— About this exercise —
Only a number is expected in reply: the number of lines below that include the word "because".

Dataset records
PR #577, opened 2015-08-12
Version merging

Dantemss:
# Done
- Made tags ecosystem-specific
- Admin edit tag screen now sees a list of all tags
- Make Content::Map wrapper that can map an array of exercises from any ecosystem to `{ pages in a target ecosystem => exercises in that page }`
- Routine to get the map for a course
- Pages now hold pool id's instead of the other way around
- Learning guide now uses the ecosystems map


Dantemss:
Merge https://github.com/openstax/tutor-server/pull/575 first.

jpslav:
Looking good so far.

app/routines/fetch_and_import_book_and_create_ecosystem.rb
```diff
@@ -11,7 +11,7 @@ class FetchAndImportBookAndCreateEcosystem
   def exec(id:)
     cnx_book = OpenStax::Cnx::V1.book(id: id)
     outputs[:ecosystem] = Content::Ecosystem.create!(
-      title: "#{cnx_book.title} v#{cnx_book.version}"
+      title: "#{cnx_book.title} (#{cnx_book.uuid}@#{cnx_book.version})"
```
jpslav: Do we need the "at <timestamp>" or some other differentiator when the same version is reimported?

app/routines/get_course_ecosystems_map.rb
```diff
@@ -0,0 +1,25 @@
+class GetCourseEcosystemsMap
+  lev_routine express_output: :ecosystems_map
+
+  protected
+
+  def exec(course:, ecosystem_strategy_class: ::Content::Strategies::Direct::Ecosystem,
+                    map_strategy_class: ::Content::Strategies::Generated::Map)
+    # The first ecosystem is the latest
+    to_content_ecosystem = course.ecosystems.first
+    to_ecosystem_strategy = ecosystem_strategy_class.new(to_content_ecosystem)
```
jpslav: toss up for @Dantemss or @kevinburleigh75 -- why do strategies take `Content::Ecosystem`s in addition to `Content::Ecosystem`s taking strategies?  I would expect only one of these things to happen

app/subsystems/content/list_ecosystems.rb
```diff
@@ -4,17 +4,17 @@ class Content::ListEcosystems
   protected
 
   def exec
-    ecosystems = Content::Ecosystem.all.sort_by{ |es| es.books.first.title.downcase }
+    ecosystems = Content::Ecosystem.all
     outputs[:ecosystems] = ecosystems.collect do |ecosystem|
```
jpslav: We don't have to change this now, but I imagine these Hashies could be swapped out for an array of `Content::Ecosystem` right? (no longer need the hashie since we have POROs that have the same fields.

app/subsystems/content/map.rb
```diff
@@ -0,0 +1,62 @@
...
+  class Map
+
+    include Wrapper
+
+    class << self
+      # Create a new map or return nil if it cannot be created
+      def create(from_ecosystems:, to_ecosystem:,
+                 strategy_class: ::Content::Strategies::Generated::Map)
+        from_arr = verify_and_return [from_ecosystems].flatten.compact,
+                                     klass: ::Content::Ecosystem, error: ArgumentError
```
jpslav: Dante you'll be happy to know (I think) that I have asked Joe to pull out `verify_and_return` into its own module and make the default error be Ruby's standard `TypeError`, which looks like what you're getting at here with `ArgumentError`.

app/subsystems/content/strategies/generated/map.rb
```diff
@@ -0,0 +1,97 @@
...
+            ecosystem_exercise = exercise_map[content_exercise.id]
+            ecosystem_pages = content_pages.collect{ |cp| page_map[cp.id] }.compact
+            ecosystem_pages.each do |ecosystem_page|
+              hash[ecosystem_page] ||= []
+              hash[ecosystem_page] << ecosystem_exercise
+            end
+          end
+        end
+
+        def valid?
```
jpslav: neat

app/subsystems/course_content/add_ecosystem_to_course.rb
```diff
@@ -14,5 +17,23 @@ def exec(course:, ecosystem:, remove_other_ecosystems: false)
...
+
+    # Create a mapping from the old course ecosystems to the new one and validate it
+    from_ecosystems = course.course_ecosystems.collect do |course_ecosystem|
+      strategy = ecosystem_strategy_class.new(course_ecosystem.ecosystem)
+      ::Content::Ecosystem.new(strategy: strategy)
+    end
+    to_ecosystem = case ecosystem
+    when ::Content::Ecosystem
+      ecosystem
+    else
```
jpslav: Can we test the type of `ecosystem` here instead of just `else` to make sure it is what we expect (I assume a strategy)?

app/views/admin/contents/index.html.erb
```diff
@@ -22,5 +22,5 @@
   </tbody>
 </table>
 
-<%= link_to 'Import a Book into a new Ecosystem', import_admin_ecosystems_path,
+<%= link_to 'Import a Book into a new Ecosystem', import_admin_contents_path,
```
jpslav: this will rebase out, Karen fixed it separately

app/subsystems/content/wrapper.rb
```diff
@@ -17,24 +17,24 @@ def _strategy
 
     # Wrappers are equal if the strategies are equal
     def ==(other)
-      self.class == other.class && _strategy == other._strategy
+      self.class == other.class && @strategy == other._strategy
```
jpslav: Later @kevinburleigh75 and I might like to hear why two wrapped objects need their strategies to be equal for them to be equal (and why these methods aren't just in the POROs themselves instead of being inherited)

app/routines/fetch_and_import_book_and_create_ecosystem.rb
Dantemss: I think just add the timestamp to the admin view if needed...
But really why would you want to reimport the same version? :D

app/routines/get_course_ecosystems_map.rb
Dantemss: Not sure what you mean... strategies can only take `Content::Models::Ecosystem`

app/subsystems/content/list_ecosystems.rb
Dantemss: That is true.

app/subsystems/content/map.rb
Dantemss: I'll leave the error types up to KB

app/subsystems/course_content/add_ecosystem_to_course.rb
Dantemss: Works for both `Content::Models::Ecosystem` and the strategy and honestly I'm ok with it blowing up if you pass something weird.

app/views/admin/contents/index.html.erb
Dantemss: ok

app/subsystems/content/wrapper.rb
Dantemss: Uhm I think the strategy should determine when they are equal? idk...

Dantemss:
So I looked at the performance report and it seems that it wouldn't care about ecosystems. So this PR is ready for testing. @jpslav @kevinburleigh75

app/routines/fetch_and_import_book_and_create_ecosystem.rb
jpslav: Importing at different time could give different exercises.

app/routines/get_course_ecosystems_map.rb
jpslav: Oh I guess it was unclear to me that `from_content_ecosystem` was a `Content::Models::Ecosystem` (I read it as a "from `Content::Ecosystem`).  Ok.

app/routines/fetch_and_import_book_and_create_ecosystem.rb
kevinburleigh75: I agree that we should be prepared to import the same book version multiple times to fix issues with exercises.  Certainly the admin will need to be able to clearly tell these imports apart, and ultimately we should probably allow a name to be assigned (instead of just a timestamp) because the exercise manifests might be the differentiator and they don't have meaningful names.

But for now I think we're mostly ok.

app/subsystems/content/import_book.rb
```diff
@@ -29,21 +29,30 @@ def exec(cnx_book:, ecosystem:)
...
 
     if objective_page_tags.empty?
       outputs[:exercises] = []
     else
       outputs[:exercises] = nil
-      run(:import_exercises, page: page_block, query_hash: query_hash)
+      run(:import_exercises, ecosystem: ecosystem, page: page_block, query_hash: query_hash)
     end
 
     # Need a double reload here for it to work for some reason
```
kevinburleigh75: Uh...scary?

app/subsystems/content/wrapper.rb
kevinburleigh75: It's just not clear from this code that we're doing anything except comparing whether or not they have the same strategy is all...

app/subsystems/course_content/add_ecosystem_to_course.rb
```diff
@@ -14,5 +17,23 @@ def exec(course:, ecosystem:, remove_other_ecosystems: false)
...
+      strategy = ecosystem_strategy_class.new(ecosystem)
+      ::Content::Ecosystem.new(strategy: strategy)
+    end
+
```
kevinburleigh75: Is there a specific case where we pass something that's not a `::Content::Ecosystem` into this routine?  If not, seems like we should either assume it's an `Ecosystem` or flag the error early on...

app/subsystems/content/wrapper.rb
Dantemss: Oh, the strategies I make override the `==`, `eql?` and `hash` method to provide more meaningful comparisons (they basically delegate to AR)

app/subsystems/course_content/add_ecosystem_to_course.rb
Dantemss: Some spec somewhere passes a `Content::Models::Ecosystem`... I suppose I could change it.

---

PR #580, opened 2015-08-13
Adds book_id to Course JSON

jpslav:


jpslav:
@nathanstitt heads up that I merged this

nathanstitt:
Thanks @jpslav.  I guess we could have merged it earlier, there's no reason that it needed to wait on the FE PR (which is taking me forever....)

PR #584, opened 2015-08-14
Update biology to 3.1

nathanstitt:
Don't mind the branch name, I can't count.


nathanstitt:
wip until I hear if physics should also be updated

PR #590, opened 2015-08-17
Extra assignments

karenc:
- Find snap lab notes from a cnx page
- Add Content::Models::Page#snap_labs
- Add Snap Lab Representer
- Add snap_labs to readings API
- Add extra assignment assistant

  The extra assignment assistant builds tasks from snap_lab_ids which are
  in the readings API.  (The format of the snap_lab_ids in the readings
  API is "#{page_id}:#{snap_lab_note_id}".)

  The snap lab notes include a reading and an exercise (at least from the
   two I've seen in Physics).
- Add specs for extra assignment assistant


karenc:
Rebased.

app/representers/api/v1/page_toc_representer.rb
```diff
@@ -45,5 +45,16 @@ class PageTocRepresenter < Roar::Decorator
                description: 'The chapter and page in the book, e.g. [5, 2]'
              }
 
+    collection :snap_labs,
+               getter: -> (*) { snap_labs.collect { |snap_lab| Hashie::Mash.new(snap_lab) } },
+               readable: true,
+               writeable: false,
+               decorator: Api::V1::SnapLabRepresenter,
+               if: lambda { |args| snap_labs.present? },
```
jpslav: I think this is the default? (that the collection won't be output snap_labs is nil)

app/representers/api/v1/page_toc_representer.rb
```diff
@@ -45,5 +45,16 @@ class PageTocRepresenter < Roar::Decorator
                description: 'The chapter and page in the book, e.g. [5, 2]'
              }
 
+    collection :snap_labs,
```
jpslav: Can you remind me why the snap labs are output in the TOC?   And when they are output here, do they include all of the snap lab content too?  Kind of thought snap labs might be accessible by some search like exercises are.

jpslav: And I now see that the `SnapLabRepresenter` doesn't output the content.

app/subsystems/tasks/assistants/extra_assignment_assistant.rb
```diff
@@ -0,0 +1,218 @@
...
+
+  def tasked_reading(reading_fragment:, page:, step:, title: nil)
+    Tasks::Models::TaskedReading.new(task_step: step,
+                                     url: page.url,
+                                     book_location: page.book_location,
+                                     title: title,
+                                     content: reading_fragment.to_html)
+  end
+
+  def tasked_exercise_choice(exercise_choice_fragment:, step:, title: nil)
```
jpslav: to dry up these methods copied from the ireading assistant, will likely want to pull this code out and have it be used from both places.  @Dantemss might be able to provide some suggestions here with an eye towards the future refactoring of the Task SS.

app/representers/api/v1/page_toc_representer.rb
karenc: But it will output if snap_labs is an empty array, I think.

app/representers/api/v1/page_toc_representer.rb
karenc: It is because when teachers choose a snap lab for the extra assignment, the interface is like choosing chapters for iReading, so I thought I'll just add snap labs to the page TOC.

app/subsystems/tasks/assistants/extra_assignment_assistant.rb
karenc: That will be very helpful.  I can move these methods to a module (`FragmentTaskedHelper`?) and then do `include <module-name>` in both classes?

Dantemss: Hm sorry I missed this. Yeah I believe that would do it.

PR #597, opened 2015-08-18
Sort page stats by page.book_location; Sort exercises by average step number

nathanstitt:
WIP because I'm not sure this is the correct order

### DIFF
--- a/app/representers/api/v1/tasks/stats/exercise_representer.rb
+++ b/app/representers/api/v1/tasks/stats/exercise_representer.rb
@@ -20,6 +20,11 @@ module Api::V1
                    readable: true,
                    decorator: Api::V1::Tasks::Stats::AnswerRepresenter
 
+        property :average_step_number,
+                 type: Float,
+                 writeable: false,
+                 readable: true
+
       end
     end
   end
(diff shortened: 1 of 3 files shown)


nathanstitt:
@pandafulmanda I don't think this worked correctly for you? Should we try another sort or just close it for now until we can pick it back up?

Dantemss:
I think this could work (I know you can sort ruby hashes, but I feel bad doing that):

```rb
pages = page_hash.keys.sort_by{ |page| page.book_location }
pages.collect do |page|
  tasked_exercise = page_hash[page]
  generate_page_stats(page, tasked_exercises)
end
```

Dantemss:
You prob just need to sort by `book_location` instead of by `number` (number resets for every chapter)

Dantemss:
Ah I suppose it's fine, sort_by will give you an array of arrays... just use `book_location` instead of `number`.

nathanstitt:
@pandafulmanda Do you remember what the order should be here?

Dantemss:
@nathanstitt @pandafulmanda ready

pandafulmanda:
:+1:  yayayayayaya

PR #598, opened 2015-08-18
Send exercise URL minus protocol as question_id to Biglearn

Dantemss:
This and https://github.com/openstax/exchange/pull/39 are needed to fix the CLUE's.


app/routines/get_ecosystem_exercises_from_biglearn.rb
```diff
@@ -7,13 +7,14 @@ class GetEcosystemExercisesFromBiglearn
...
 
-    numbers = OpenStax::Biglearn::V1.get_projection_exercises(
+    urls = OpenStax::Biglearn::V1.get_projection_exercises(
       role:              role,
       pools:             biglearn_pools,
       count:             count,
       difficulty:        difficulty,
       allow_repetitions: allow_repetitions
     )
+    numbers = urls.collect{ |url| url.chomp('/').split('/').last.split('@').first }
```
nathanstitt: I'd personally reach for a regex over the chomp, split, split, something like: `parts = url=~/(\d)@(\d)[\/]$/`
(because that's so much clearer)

— Worked solution —
4